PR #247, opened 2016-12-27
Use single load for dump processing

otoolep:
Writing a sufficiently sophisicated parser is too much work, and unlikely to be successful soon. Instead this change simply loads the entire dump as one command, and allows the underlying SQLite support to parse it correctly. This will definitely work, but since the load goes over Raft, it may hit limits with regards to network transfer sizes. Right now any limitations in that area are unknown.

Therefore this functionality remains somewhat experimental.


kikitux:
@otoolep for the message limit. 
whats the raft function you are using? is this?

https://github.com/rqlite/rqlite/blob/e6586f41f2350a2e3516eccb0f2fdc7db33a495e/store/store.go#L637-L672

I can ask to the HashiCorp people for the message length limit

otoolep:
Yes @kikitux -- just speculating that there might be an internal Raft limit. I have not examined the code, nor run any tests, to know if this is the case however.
==
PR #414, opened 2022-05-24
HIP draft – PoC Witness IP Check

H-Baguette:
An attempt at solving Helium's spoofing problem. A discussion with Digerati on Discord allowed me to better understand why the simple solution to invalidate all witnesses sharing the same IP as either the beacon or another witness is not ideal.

-- ASSIGNMENT --
Return, with no change at all, every line in the entries above from the line containing "PR #414, opened 2022-05-24" through the line containing "An attempt at".

-- FINISHED EXERCISE --
PR #414, opened 2022-05-24
HIP draft – PoC Witness IP Check

H-Baguette:
An attempt at solving Helium's spoofing problem. A discussion with Digerati on Discord allowed me to better understand why the simple solution to invalidate all witnesses sharing the same IP as either the beacon or another witness is not ideal.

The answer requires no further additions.